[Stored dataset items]
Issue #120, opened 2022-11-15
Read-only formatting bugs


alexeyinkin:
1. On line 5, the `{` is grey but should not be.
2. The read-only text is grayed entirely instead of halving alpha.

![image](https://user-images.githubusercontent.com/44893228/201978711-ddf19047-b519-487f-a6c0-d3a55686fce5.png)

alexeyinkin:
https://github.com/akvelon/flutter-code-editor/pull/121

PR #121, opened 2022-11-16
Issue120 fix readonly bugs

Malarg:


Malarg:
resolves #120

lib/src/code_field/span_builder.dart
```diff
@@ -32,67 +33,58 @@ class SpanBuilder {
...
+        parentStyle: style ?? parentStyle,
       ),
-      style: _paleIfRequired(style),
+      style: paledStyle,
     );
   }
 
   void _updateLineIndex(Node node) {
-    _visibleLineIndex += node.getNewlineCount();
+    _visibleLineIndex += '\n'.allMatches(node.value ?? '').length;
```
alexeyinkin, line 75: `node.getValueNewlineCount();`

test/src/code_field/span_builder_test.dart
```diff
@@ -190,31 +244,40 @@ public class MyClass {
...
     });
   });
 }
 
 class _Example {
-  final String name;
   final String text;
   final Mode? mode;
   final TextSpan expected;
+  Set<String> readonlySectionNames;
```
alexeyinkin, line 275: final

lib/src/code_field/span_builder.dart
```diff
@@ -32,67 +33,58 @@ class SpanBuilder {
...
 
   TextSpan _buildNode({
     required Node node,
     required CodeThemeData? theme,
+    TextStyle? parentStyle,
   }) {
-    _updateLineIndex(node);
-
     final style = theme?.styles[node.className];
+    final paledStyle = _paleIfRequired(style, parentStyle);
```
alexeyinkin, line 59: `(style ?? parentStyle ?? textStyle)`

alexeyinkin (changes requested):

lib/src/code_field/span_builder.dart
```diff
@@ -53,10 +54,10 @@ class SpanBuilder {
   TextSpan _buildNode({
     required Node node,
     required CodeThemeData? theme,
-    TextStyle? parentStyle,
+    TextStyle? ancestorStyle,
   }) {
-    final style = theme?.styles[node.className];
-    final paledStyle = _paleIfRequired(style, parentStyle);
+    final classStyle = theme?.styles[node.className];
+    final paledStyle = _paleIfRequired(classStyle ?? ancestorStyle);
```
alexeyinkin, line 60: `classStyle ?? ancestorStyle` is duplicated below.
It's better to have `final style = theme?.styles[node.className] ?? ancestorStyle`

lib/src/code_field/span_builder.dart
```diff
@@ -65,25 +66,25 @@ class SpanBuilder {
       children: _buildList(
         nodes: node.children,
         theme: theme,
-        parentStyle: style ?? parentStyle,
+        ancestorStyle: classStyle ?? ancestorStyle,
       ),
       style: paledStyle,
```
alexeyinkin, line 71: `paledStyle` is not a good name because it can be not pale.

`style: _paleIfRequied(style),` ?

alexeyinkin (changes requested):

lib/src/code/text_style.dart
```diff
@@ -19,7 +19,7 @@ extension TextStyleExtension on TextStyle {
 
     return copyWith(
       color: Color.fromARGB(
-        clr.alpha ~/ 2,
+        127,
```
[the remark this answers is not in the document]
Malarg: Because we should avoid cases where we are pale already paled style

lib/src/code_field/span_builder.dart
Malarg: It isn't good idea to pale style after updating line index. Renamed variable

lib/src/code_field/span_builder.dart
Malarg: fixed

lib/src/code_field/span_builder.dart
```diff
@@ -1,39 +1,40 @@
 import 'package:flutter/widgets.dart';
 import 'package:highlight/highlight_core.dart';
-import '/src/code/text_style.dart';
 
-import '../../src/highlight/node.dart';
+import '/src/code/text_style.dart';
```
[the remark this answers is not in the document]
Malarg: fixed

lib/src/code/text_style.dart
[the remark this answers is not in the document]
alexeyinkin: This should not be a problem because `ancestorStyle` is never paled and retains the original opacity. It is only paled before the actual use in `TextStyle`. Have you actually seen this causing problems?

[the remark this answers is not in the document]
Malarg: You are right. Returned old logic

> **What to do**
Could you restate all of the lines above without altering a single word?

> **Answer**
Issue #120, opened 2022-11-15
Read-only formatting bugs


alexeyinkin:
1. On line 5, the `{` is grey but should not be.
2. The read-only text is grayed entirely instead of halving alpha.

![image](https://user-images.githubusercontent.com/44893228/201978711-ddf19047-b519-487f-a6c0-d3a55686fce5.png)

alexeyinkin:
https://github.com/akvelon/flutter-code-editor/pull/121

PR #121, opened 2022-11-16
Issue120 fix readonly bugs

Malarg:


Malarg:
resolves #120

lib/src/code_field/span_builder.dart
```diff
@@ -32,67 +33,58 @@ class SpanBuilder {
...
+        parentStyle: style ?? parentStyle,
       ),
-      style: _paleIfRequired(style),
+      style: paledStyle,
     );
   }
 
   void _updateLineIndex(Node node) {
-    _visibleLineIndex += node.getNewlineCount();
+    _visibleLineIndex += '\n'.allMatches(node.value ?? '').length;
```
alexeyinkin, line 75: `node.getValueNewlineCount();`

test/src/code_field/span_builder_test.dart
```diff
@@ -190,31 +244,40 @@ public class MyClass {
...
     });
   });
 }
 
 class _Example {
-  final String name;
   final String text;
   final Mode? mode;
   final TextSpan expected;
+  Set<String> readonlySectionNames;
```
alexeyinkin, line 275: final

lib/src/code_field/span_builder.dart
```diff
@@ -32,67 +33,58 @@ class SpanBuilder {
...
 
   TextSpan _buildNode({
     required Node node,
     required CodeThemeData? theme,
+    TextStyle? parentStyle,
   }) {
-    _updateLineIndex(node);
-
     final style = theme?.styles[node.className];
+    final paledStyle = _paleIfRequired(style, parentStyle);
```
alexeyinkin, line 59: `(style ?? parentStyle ?? textStyle)`

alexeyinkin (changes requested):

lib/src/code_field/span_builder.dart
```diff
@@ -53,10 +54,10 @@ class SpanBuilder {
   TextSpan _buildNode({
     required Node node,
     required CodeThemeData? theme,
-    TextStyle? parentStyle,
+    TextStyle? ancestorStyle,
   }) {
-    final style = theme?.styles[node.className];
-    final paledStyle = _paleIfRequired(style, parentStyle);
+    final classStyle = theme?.styles[node.className];
+    final paledStyle = _paleIfRequired(classStyle ?? ancestorStyle);
```
alexeyinkin, line 60: `classStyle ?? ancestorStyle` is duplicated below.
It's better to have `final style = theme?.styles[node.className] ?? ancestorStyle`

lib/src/code_field/span_builder.dart
```diff
@@ -65,25 +66,25 @@ class SpanBuilder {
       children: _buildList(
         nodes: node.children,
         theme: theme,
-        parentStyle: style ?? parentStyle,
+        ancestorStyle: classStyle ?? ancestorStyle,
       ),
       style: paledStyle,
```
alexeyinkin, line 71: `paledStyle` is not a good name because it can be not pale.

`style: _paleIfRequied(style),` ?

alexeyinkin (changes requested):

lib/src/code/text_style.dart
```diff
@@ -19,7 +19,7 @@ extension TextStyleExtension on TextStyle {
 
     return copyWith(
       color: Color.fromARGB(
-        clr.alpha ~/ 2,
+        127,
```
[the remark this answers is not in the document]
Malarg: Because we should avoid cases where we are pale already paled style

lib/src/code_field/span_builder.dart
Malarg: It isn't good idea to pale style after updating line index. Renamed variable

lib/src/code_field/span_builder.dart
Malarg: fixed

lib/src/code_field/span_builder.dart
```diff
@@ -1,39 +1,40 @@
 import 'package:flutter/widgets.dart';
 import 'package:highlight/highlight_core.dart';
-import '/src/code/text_style.dart';
 
-import '../../src/highlight/node.dart';
+import '/src/code/text_style.dart';
```
[the remark this answers is not in the document]
Malarg: fixed

lib/src/code/text_style.dart
[the remark this answers is not in the document]
alexeyinkin: This should not be a problem because `ancestorStyle` is never paled and retains the original opacity. It is only paled before the actual use in `TextStyle`. Have you actually seen this causing problems?

[the remark this answers is not in the document]
Malarg: You are right. Returned old logic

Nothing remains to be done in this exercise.